*** Provided information Section Begins ***

PR #1261, opened 2020-08-25
ICU-21247 Move #include "unicode/localpointer.h" into U_SHOW_CPLUSPLUS_API block

gvictor:
https://unicode-org.atlassian.net/browse/ICU-21247

### DIFF
--- a/icu4c/source/common/unicode/ubidi.h
+++ b/icu4c/source/common/unicode/ubidi.h
@@ -21,7 +21,10 @@
 
 #include "unicode/utypes.h"
 #include "unicode/uchar.h"
+
+#if U_SHOW_CPLUSPLUS_API
 #include "unicode/localpointer.h"
+#endif   // U_SHOW_CPLUSPLUS_API
 
 /**
  *\file
--- a/icu4c/source/common/unicode/ubiditransform.h
+++ b/icu4c/source/common/unicode/ubiditransform.h
@@ -21,7 +21,10 @@
 #include "unicode/utypes.h"
 #include "unicode/ubidi.h"
 #include "unicode/uchar.h"
+
+#if U_SHOW_CPLUSPLUS_API
 #include "unicode/localpointer.h"
+#endif   // U_SHOW_CPLUSPLUS_API
 
 /**
  * \file
--- a/icu4c/source/common/unicode/ubrk.h
+++ b/icu4c/source/common/unicode/ubrk.h
@@ -13,7 +13,10 @@
 #include "unicode/utypes.h"
 #include "unicode/uloc.h"
 #include "unicode/utext.h"
+
+#if U_SHOW_CPLUSPLUS_API
 #include "unicode/localpointer.h"
+#endif   // U_SHOW_CPLUSPLUS_API
 
 /**
  * A text-break iterator.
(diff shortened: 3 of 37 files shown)


markusicu:
I don't like these fairly extensive changes for what seems like an aesthetic issue. I added a comment on the ticket.

jefgen:
Hmm, maybe I am missing something, but shouldn't the contents of the header file `localpointer.h` just be empty if `U_SHOW_CPLUSPLUS_API` is false?

The whole file is guarded with `#if U_SHOW_CPLUSPLUS_API`:
https://github.com/unicode-org/icu/blob/master/icu4c/source/common/unicode/localpointer.h#L43

gvictor:
Re @jefgen: As I mentioned in the ticket, it forces me to export the 500-line localpointer.h though the header does nothing on a C compiler.

Initially, I didn't plan to report this, but I found that it's fairly common to guard the #include with a U_SHOW_CPLUSPLUS_API flag in the code base, e.g.
https://github.com/unicode-org/icu/blob/master/icu4c/source/common/unicode/utext.h#L144

btw, it does not cause me a big trouble or anything, but took me (and probably other developers) a few minutes to understand why the headers need to exist in the exported header folder...

markusicu:
Discussed in the team, agreed to do this. Will review.

jefgen:
If this is for all the _public headers_ then it seems like we should also do the ones in the `io` library as well.

It looks like there is one in `ustdio.h`:
```
icu4c/source/io/unicode/ustdio.h:
  32  #include "unicode/utrans.h"
  33: #include "unicode/localpointer.h"
  34  #include "unicode/unum.h"
```

One other thought:
It would be nice if we could have some automated way to check for this...
If someone adds a new header file in the future, then it might not have the `#include "unicode/localpointer.h"` guarded with the check for `#if U_SHOW_CPLUSPLUS_API`.
(Manually checking could be a BRS task I supposed -- but it would be a bit tedious.)

gvictor:
I found this issue manually. 

Regarding automation idea, to export headers, I use to clang to traverse the #include dependency with U_SHOW_CPLUSPLUS_API=0 for each non-C++ header. I exclude C++ headers by checking the list icu4c/source/test/hdrtst/cxxfiles.txt. If I check the dependency against cxxfiles.txt again, I will probably discover this issue.  

If I remember correctly, icu4c/source/test/hdrtst/cxxfiles.txt has been removed in master?

markusicu:
> Regarding automation idea, to export headers, ...
> If I remember correctly, icu4c/source/test/hdrtst/cxxfiles.txt has been removed in master?

Right, we don't have such a list file any more. We would need to bring it back and maintain it again (ugh), or have a test see if the header file says `\brief C API` vs. C++. @jefgen I am satisfied with this PR as is -- if you think we should add an automated test for compiling all public C headers with C++ headers not present, could you please submit a new ticket?

jefgen:
Thanks @gvictor for updating the io header too.

> We would need to bring it back and maintain it again (ugh), or have a test see if the header file says `\brief C API` vs. C++. @jefgen I am satisfied with this PR as is -- if you think we should add an automated test for compiling all public C headers with C++ headers not present, could you please submit a new ticket?

I was thinking that maybe we could add an automated test for just the header file `localpointer.h` -- but I think that you're right we'd probably want to do it for *all* C vs C++ headers. I don't know if it's worth really adding/maintaining such an automated test though, so this is likely fine as-is.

*** Provided information Section Ends ***

_Instructions for the task_: Your answer should be the lines above from the one containing "Hmm, maybe I" through the one containing "Initially, I didn't", copied exactly and with both ends kept.

_Exercise answer_:
Hmm, maybe I am missing something, but shouldn't the contents of the header file `localpointer.h` just be empty if `U_SHOW_CPLUSPLUS_API` is false?

The whole file is guarded with `#if U_SHOW_CPLUSPLUS_API`:
https://github.com/unicode-org/icu/blob/master/icu4c/source/common/unicode/localpointer.h#L43

gvictor:
Re @jefgen: As I mentioned in the ticket, it forces me to export the 500-line localpointer.h though the header does nothing on a C compiler.

Initially, I didn't plan to report this, but I found that it's fairly common to guard the #include with a U_SHOW_CPLUSPLUS_API flag in the code base, e.g.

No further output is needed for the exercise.